What can we do against stubbornness and egotism?

Lama Ole’s answer:

Against egotism it helps to see that all people are in the same situation as we are. They all want to be happy and avoid suffering. They behave well when they are doing well and become unpleasant when they’re having a bad time. So we can see that they are not so different from us.

And against stubbornness? The best is maybe to say “PEI!” Every time you are totally stuck in your own fixed ideas, you can quickly say “PEI!” inwardly. It’s like a pile of peas being hit by a stick; they fly everywhere. A sharp “PEI!” is very good. Then when the elements of your stubbornness condense again, say “PEI!” once more, and then maybe they’ll stay away.

If people take themselves too seriously, tickle them. Just be careful of where you are standing in relation to them, because if they are angry they might try to hit you with the back of their head. So duck down a bit to the side and tickle from there. And then say, “Aren’t you happy today?” And even though they’re taking themselves incredibly seriously, they’ll start to laugh.

Are there any methods against pain in Buddhism?

Lama Ole’s answer:

A vast topic! The best might be a general Buddhist method and, I’m sorry, it sounds very simple: detachment. That means to always understand that we have our body rather than that we are our body.

Pain is always related to the belief in the reality of experiences that appear in one’s mind. If one knows that this body impermanent and should be used as a tool, then this kind of thinking—“Oh, it’s happening to me. I am the target. I’m suffering!”—this vanishes. It rather becomes, “Yes, there is suffering, and bodies can feel pain,” and so on; it becomes less personal. We have to train this attitude while we are young and fresh. Likewise, we don’t learn meditation while dying; we learn it now.

Mantras like OM MANI PEME HUNG or KARMAPA CHENNO are always very good. There are also special mantras and certain breathing practices that can help. But the most important thing is to not take the pain too seriously and to focus on something else.

Sometimes I manage to fight anger quite well, but often this feeling turns into a strong sadness. What does that mean?

Lama Ole’s answer:

It is a sign that you have strong purifications. You jumped into this with deep interest and full of openness. You walked the way of the Buddha and have seen that there is suffering, that suffering has causes, and that perhaps there is an end to suffering.

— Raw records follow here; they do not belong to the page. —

PR #5203, opened 2026-07-03
feat(ai-gateway): add /models.json catalog endpoint

andrelandgraf:
## Summary

Adds a JSON endpoint at **`/models.json`** that describes every model served by the **Neon AI Gateway** — intended as the **source of truth for the AI Gateway docs** (`content/docs/ai-gateway/models.md`).

The response **mirrors the [models.dev API](https://models.dev/api.json) shape** so the same parsing code works against either: the top-level key is the provider id (`neon`), whose `models` map is keyed by the gateway's short catalog id. Each model carries its underlying `provider`, capability flags (`attachment`, `reasoning`, `tool_call`, `temperature`), `modalities`, `limit`, and `cost`.

```jsonc
{
  "neon": {
    "id": "neon",
    "name": "Neon",
    "npm": "@ai-sdk/openai-compatible",
    "api": "${NEON_AI_GATEWAY_BASE_URL}/ai-gateway/mlflow/v1",
    "env": ["NEON_AI_GATEWAY_BASE_URL", "NEON_AI_GATEWAY_TOKEN"],
    "doc": "https://neon.com/docs/ai-gateway/models",
    "models": {
      "claude-sonnet-4-6": {
        "id": "claude-sonnet-4-6",
        "provider": "anthropic",
        "attachment": true, "reasoning": true, "tool_call": true, "temperature": true,
        "modalities": { "input": ["text", "image", "pdf"], "output": ["text"] },
        "limit": { "context": 1000000, "output": 64000 },
        "cost": { "input": 3, "output": 15, "cache_read": 0.3, "cache_write": 3.75 }
      }
      // …35 more
    }
  }
}
```

## What's included

- **36 models** across Anthropic, OpenAI, Google, Meta, and Alibaba — the full set the gateway serves today.
- Per-model `provider` (the one extension beyond models.dev's schema, since the docs table needs it).
- Follows the existing repo convention (`.well-known/ai-catalog.json/route.js`): a committed `data.json` served by a `force-static` route handler, so the endpoint is self-contained (no runtime dependency on models.dev).

## How the data was produced (accuracy)

Every entry is **live-verified against a real Neon AI Gateway branch** (`us-east-2`):
- **text output** — minimal completion returned 200 for all 36.
- **image input (`attachment`)** — sent an image part; 200 ⇒ supported. This corrects a few models whose canonical (multimodal) metadata disagrees with what Neon serves — e.g. `qwen35-122b-a10b` and `meta-llama-3-3-70b-instruct` are **text-only** on the gateway.
- **tool calling (`tool_call`)** — sent a function tool; **all 36 support it**.

The `data.json` is generated by resolving the Neon provider definition in models.dev (a companion PR updates that provider: anomalyco/models.dev#3019) and stripping generation-internal fields. Open-weight pricing uses the Databricks pay-per-token rate (DBU × \$0.070/DBU); proprietary models use provider list price.

## Verification
- `GET /models.json` → `200`, `application/json`, 36 models (verified locally via `next dev`).
- `eslint` clean on the new route.

## Notes
- Not served by the gateway and intentionally excluded: `gpt-5-5` (gated), `claude-sonnet-5`, `claude-fable-5`, `meta-llama-3-1-405b-instruct`, the Gemini image-output models, and embeddings (no `/embeddings` route).
- `data.json` is a generated artifact; when the catalog changes it can be regenerated from the models.dev Neon provider. Happy to add a `scripts/` generator + `check:*` guard if you'd like it wired into CI.

### DIFF
--- a/src/app/models.json/data.json
+++ b/src/app/models.json/data.json
@@ -1,0 +1,1589 @@
+{
+  "neon": {
+    "id": "neon",
+    "name": "Neon",
+    "npm": "@ai-sdk/openai-compatible",
+    "api": "${NEON_AI_GATEWAY_BASE_URL}/ai-gateway/mlflow/v1",
+    "env": [
+      "NEON_AI_GATEWAY_BASE_URL",
+      "NEON_AI_GATEWAY_TOKEN"
+    ],
+    "doc": "https://neon.com/docs/ai-gateway/models",
+    "models": {
+      "claude-haiku-4-5": {
+        "id": "claude-haiku-4-5",
+        "name": "Claude Haiku 4.5 (latest)",
+        "provider": "anthropic",
+        "family": "claude-haiku",
+        "attachment": true,
+        "reasoning": true,
+        "reasoning_options": [
+          {
+            "type": "toggle"
+          },
+          {
+            "type": "budget_tokens",
+            "min": 1024,
+            "max": 63999
+          }
+        ],
+        "tool_call": true,
+        "temperature": true,
+        "open_weights": false,
+        "knowledge": "2025-02-28",
+        "release_date": "2025-10-15",
+        "last_updated": "2025-10-15",
+        "modalities": {
+          "input": [
+            "text",
+            "image",
+            "pdf"
+          ],
+          "output": [
+            "text"
+          ]
+        },
+        "limit": {
+          "context": 200000,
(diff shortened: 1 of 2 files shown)


philip (approved):
:shipit:

PR #5214, opened 2026-07-07
docs(config-as-code): bring neon.ts docs up to parity with last 30 days of code + IA audit

bgrenon:
## Summary
Adds the missing `@neon/config-runtime` programmatic-API reference and brings `neon.ts` docs up to parity with the last 30 days of `neon-pkgs` changes, plus fixes from cross-review and a persona-driven IA read-through.

## Changes
- **`reference/config-runtime.md`** (new): documents the `@neon/config-runtime` programmatic API (`inspect`, `plan`, `apply`, `pullConfig`, `pushConfig`, injectable bundler) for CI/power-user use cases that call it directly instead of via the CLI
- **`reference/neon-ts.md`**: added `env.branch.name`/`NEON_BRANCH` (a real parity gap found outside the original findings list)
- **`cli/config.md`**: clarified `config init` scaffolding, added `--allow-protected` to a CI example, documented plan-then-apply safety and `PushResult`, clarified the CI auth-fallback path
- **`compute/functions/deploy.md`, `environment-variables.md`**: fixed `NEON_ESBUILD_PATH` guidance — it only applies to the CLI's bundler, not `config-runtime`'s (would silently mislead an agent copying it into a CI script)

## Fixed after cross-review (factual corrections against real source)
- `createBranch` calls the API directly — it does NOT run `neon checkout` internally (previously described backwards)
- `apiHost` is not supported by every function — `createBranch`'s options type doesn't have it
- `pushConfig`'s `branchExists: false` never creates a branch; it always requires an existing `branchId`


bgrenon:
IA-audit follow-up applied in 5217a49f5.

Fixed locally scoped docs findings:
- Expanded `neon config init` docs with generated `neon.ts` shape, import/export style, idempotency behavior, and non-interactive setup guidance.
- Added missing `--allow-protected` to the copy-paste `neon config apply` CI/agent example.
- Updated `@neon/config-runtime` CI sample to plan first and require an explicit `NEON_APPLY=true` gate before applying.
- Documented `PushResult` fields near `plan`/`apply`/`pushConfig`, including what `applied` represents.
- Clarified that CI must pass `apiKey` or set `NEON_API_KEY` instead of relying on local CLI credential fallback.

Validation: `npx markdownlint content/docs/cli/config.md content/docs/reference/config-runtime.md content/docs/reference/neon-ts.md`, `npm run check:docs`, and pre-push `npm run test:unit:run` all passed.

danieltprice (approved):

bgrenon:
Pulled the two `env.branch?.name // NEON_BRANCH` additions (one code sample + accompanying prose in `neon-ts.md`, one code sample in `compute/functions/environment-variables.md`) in commit 698774fef.

Those asserted `NEON_BRANCH` holds the branch **name**, but the Functions runtime (`neon-cloud`'s `branchenv.go`) injects the branch **ID**, not the name -- a real SDK-vs-runtime contradiction, not just wording. This overlaps with an already-open, unresolved ticket (LKB-14741) filed against the pre-existing `environment-variables.md` table row that has the same problem; didn't want this PR to add two *more* copies of the same unverified claim in two new places ahead of that ticket landing on a confirmed answer.

Everything else in this PR (`config-runtime.md`, `deploy.md`, `cli/config.md`, `navigation.yaml`) is unaffected and unrelated to this issue. Noted the overlap on LKB-14741 so the eventual fix covers all three locations (the original table row + these two) together.

bgrenon:
One more fix after a full source-verification pass on the rest of this PR's claims (~55+ across all 6 touched files): commit d98bd4ded corrects `config-runtime.md`'s `confirm` field description, which claimed unresolvable conflicts are specifically about immutable fields like **region or Postgres version**.

That's not accurate today: `@neon/config`'s schema has no field for declaring a desired region/Postgres version, the diff engine (`diff.ts`) can't currently produce that conflict kind, and `isImmutableConflict()` is hardcoded to `return false` -- the 'immutable, recreate the project' code path is unreachable dead code right now. Dropped the specific example while keeping the accurate part (some conflicts do bypass `confirm` and throw `PushConflictError` directly).

Everything else checked (all CLI flags/defaults, SDK function signatures, error codes, auth resolution order, nav wiring, every internal link/anchor) matched the real `neon-pkgs` source exactly, and nothing in this PR is feature-flag-gated.

PR #5226, opened 2026-07-09
Daniel/ai gateway models source of truth

danieltprice:
Adds `src/data/ai-gateway-models.yaml` as the source of truth for every model on Neon's AI Gateway, replacing the models.dev-derived generation that had drifted from what the gateway actually serves. Includes a `/update-ai-models` command to keep it current and a README explaining the schema and validation approach.


danieltprice:
Closing this one. The AI Gateway models source-of-truth work has been handled elsewhere, so this PR is no longer needed.

PR #5238, opened 2026-07-10
fix: correct stale links, fabricated command, and outdated claims in ai-skills-corpus

bgrenon:
## Summary

Four mechanical fixes to the `public/docs/ai/skills/` corpus:

1. **Stale doc links (15 occurrences across 7 files):** links pointed at pre-restructure paths (`reference/cli-*.md`, `reference/neon-cli.md`) that no longer exist. Updated to the current `cli/*.md` and `cli.md` locations in:
   - `neon/SKILL.md`
   - `neon-postgres/SKILL.md`
   - `neon-postgres/references/devtools.md`
   - `neon-postgres/references/getting-started.md`
   - `neon-postgres/references/neon-cli.md`
   - `neon-postgres-branches/SKILL.md`
   - `neon-postgres-agent-platforms/scripts/auth-users.ts`

2. **Fabricated `neon sql` command** in `neon-postgres/references/neon-cli.md`: the CLI has no `neon sql` command. Replaced the two invented examples with the real `neon psql <branch> -- -c "..."` / `neon psql <branch> -- -f <file>` forms, verified against `content/docs/cli/psql.md`.

3. **Wrong VS Code extension id** in `neon-postgres/references/devtools.md`: `neon.neon-vscode` doesn't exist. Replaced with the real `databricks.neon-local-connect` id and corrected the marketplace search/publisher text ("Neon - Serverless Postgres" by Databricks), matching what `neon/SKILL.md` and `neon-postgres/SKILL.md` already say elsewhere in the corpus.

4. **Stale "planned sunset" claim** about the `GET /consumption_history/account` endpoint in `neon-postgres-agent-platforms/SKILL.md` (2 locations) and `references/pricing-and-plan-features.md` (1 location): this endpoint has already been removed from the API (see changelog 2026-06-19), so "deprecated with planned sunset of 2026-06-01" is now false. Replaced with a note that the legacy endpoint has been retired, use the v2 per-project endpoint instead.

No other files or content were touched.

## Test plan

- [x] Verified each stale link target exists in `content/docs/cli/` before rewriting
- [x] Verified real `neon psql` syntax against `content/docs/cli/psql.md`
- [x] Verified extension id/name against `content/docs/local/vscode-extension.md` and `content/docs/cli/init.md`
- [x] Verified the `/consumption_history/account` endpoint was actually removed (changelog 2026-06-19) before removing the sunset claim
[...]

PR #5266, opened 2026-07-15
fix: correct @neon/env import subpath and align auth API ref link in ai-skills

andrelandgraf:
## Summary

Two fact-checked corrections to the hosted AI skills corpus (`public/docs/ai/skills`), found while reconciling the hosted skills against the source repos (`neondatabase/agent-skills`, `neondatabase/neon-for-agent-platforms`).

- **`neon/SKILL.md`: `@neon/env/v1` → `@neon/env`** (2 occurrences). The `/v1` subpath does **not** exist in `@neon/env`'s package `exports` map — only `.` is exported (verified in `neondatabase/neon-pkgs/packages/env/package.json` and its README, which imports `from "@neon/env"`). Only `@neon/config` is versioned with `/v1`, so the convention was over-applied here. The documented import as written would fail to resolve.
- **`neon-postgres-agent-platforms/scripts/auth-users.ts`: auth API reference link.** Point the create-user reference at `https://neon.com/docs/reference/api/auth/create-branch-neon-auth-new-user` (canonical neon.com docs path) instead of `https://api-docs.neon.tech/reference/createbranchneonauthnewuser`. Both URLs currently return 200, but this aligns the hosted copy with the **later-updated** source of truth in `neondatabase/neon-for-agent-platforms` (PR #17, merged ~18 min after the hosted corpus fix PR #5238).

## Fact-check notes

- `@neon/env` has no `/v1` export → `/v1` import is broken. Fact-check overrides recency here.
- Both auth-ref hosts return real 404s on bad paths, so both are valid; tie broken by "later change wins" → source repo's neon.com path.

## Test plan

- [ ] Confirm `@neon/env` (no `/v1`) is the intended public import.
- [ ] Confirm the neon.com auth API reference path is preferred over `api-docs.neon.tech`.

### DIFF
--- a/public/docs/ai/skills/neon-postgres-agent-platforms/scripts/auth-users.ts
+++ b/public/docs/ai/skills/neon-postgres-agent-platforms/scripts/auth-users.ts
@@ -45,7 +45,7 @@ function printMeta(): void {
           "https://neon.com/docs/auth/guides/manage-auth-api",
           "https://neon.com/docs/auth/guides/user-management",
           "https://neon.com/docs/manage/roles",
-          "https://api-docs.neon.tech/reference/createbranchneonauthnewuser",
+          "https://neon.com/docs/reference/api/auth/create-branch-neon-auth-new-user",
         ],
         envForThisScript: {
           create: [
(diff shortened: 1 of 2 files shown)


philip (approved):
:shipit:  

(minor note: PR description meant to ref [#17](https://github.com/neondatabase/neon-for-agent-platforms/pull/17))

You are strongly interested in bringing suffering to an end. And the more energy, openness, and trust you put into the practice, the more challenges will also come up. There can actually be situations where one goes through all kinds of things and thus cannot have much meaningful contact with many people. That is why we have retreats. There you can dump everything on the table without people constantly criticizing. You can silently go through many inner processes. It is best to do this with one’s teacher or in a group retreat. When the difficulty is gone, then one comes out and can be sociable again.

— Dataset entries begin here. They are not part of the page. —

PR #5323, opened 2026-07-20
docs(ai-gateway): correct TPM error text and gateway env var count

bgrenon:
Doc-only fixes from a docs-vs-product audit. Two independent error-text/wording corrections across 3 files, 1 line each. **Not auto-merged** — awaiting your review.

### 1. Rate-limit error message text (`models.md`, `troubleshooting.md`)
The docs quoted an error string the AI Gateway never actually returns, so anyone troubleshooting from the docs would be searching for a message that doesn't exist.

- **Before:** `ai gateway TPM limit exceeded for model "<model-id>"`
- **After:** `ai gateway per-minute token limit exceeded for model "<model-id>"`
- **Why the new text is right:** "per-minute token limit exceeded" is the message the gateway actually returns when you exceed the token rate limit; the old "TPM limit exceeded" wording is never emitted.

### 2. Gateway env var count (`authentication.md`)
The credential snippet no longer ships four env vars.

- **Before:** "The snippet includes **all four** gateway env vars"
- **After:** "The snippet includes **both** gateway env vars"
- **Why the new text is right:** the snippet now exposes exactly two variables — `NEON_AI_GATEWAY_TOKEN` and `NEON_AI_GATEWAY_BASE_URL`; the two older OpenAI-alias variables that made it "four" were removed. "Two" also matches this same page's own env-var table further down (the page currently contradicts itself).

## Files
| File | Change |
|------|--------|
| `content/docs/ai-gateway/models.md` | error string → "per-minute token limit exceeded" |
| `content/docs/ai-gateway/troubleshooting.md` | same error string, second occurrence |
| `content/docs/ai-gateway/authentication.md` | "all four" → "both" env vars |

## Live test results

We exercised these AI Gateway claims against a live throwaway Neon project (created and torn down for the test) in a platform-served region, minting a real `ai_gateway:invoke` credential. Here's what each check proved, stated honestly:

You are gifted and have really understood that the mind cannot be destroyed. Everything difficult that happens—that comes from the inside—is a purification. In these cases, you can be certain of three things: it won’t be too much, you will learn something from it, and you will always get rid of something.

It is important that you say a lot of mantras, a lot of KARMAPA CHENNO, and that you stay focused. You should also think about the emptiness of things: that everything appears, changes, and dissolves again, that things are not as real as you want to make them. The ego also likes to hide in the drama of the purification process. If you meditate, the energy channels will open up, you’ll go through purifications, but then get back to work. Don’t get absorbed with the drama too much.

My brother is very aggressive and picks fights all the time. Is there any way I can help him?

Lama Ole’s answer:

If he is willing to say a mantra, then a few million repetitions of OM MANI PEME HUNG would be good. That removes a lot of aggression.

I myself lost interest in fighting during my first visit to a nude sauna. There I suddenly saw how much naked skin there is that can be injured, how vulnerable people really are. When I left the sauna I thought, “Now I will protect them. Now I won’t beat them up anymore; I will change the program.” And that was very good!